**TASK GOAL**
Copy every record word for word.

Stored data

PR #223, opened 2024-08-13
Add TaskCollection for waiting_on and children.

### LINKED ISSUE #178: Change the syntax for `wait`
For the moment, set one task wait for others by:

```python
taks3.wait = [task1, taks2]
task3.wait.append(task4)
```

Maybe change to
- wait_for
- add_wait
- clear_up_wait

Besides:
- add validation for the task.
- 
```python
taks3.wait_for(task1)
taks3.wait_for([task1, taks2])
tasks3.waiting_on # return a copy of the `_waiting_on` list, so user can not modify

```
or 
```python
taks3.depends_on([task1, taks2])
```

More detail discussion in this [HackMD note](https://hackmd.io/@superstar54/rJswurIdC)

superstar54:
Although there remains some debate over whether to use the `append` or `replace` method for managing the `waiting_on` list, I've decided to proceed with the `append` approach based on my past experiences. We are open to revising this if there is strong opposition.

For instance, the code below demonstrates how to append "task1" and "task2" to the `waiting_on` list for `task3`, rather than replacing the existing list with ("task1", "task2"):

```python
task3.waiting_on.add(["task1", "task2"])
```

## TaskCollection
Implement a `TaskCollection` to store a collection of tasks. This is used for the `waiting_on` and `children` attributes of the Task class. For example:
```python
self.waiting_on = TaskCollection()
self.children = TaskCollection()
```

## waiting_on
Take `waiting_on` as an example:

```python
# can use the name of the task, or the task object itself
task3.waiting_on.add(["task1", task2])
task3.waiting_on.remove(["task1", "task2"])
task3.waiting_on.clear()
```

When adding or removing the task, it will check if the task exists or not.

## Children
The children attribute is used to assign tasks to a Zone (e.g.,  `While` zone or `If` zone). For example,

```python
# add task1 and task2 to the while loop
while_task.children.add(["task1", "task2"])
```


edan-bainglass:
I agree, regardless of the debate, good to get the code in for live testing. Maybe experience helps (partially) resolve the debate 🤞

edan-bainglass (approved):
LGTM! We can always hash out the API details (naming mostly) down the road, once we have a better feel of the system as a whole.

**REPLY**
PR #223, opened 2024-08-13
Add TaskCollection for waiting_on and children.

### LINKED ISSUE #178: Change the syntax for `wait`
For the moment, set one task wait for others by:

```python
taks3.wait = [task1, taks2]
task3.wait.append(task4)
```

Maybe change to
- wait_for
- add_wait
- clear_up_wait

Besides:
- add validation for the task.
- 
```python
taks3.wait_for(task1)
taks3.wait_for([task1, taks2])
tasks3.waiting_on # return a copy of the `_waiting_on` list, so user can not modify

```
or 
```python
taks3.depends_on([task1, taks2])
```

More detail discussion in this [HackMD note](https://hackmd.io/@superstar54/rJswurIdC)

superstar54:
Although there remains some debate over whether to use the `append` or `replace` method for managing the `waiting_on` list, I've decided to proceed with the `append` approach based on my past experiences. We are open to revising this if there is strong opposition.

For instance, the code below demonstrates how to append "task1" and "task2" to the `waiting_on` list for `task3`, rather than replacing the existing list with ("task1", "task2"):

```python
task3.waiting_on.add(["task1", "task2"])
```

## TaskCollection
Implement a `TaskCollection` to store a collection of tasks. This is used for the `waiting_on` and `children` attributes of the Task class. For example:
```python
self.waiting_on = TaskCollection()
self.children = TaskCollection()
```

## waiting_on
Take `waiting_on` as an example:

```python
# can use the name of the task, or the task object itself
task3.waiting_on.add(["task1", task2])
task3.waiting_on.remove(["task1", "task2"])
task3.waiting_on.clear()
```

When adding or removing the task, it will check if the task exists or not.

## Children
The children attribute is used to assign tasks to a Zone (e.g.,  `While` zone or `If` zone). For example,

```python
# add task1 and task2 to the while loop
while_task.children.add(["task1", "task2"])
```


edan-bainglass:
I agree, regardless of the debate, good to get the code in for live testing. Maybe experience helps (partially) resolve the debate 🤞

edan-bainglass (approved):
LGTM! We can always hash out the API details (naming mostly) down the road, once we have a better feel of the system as a whole.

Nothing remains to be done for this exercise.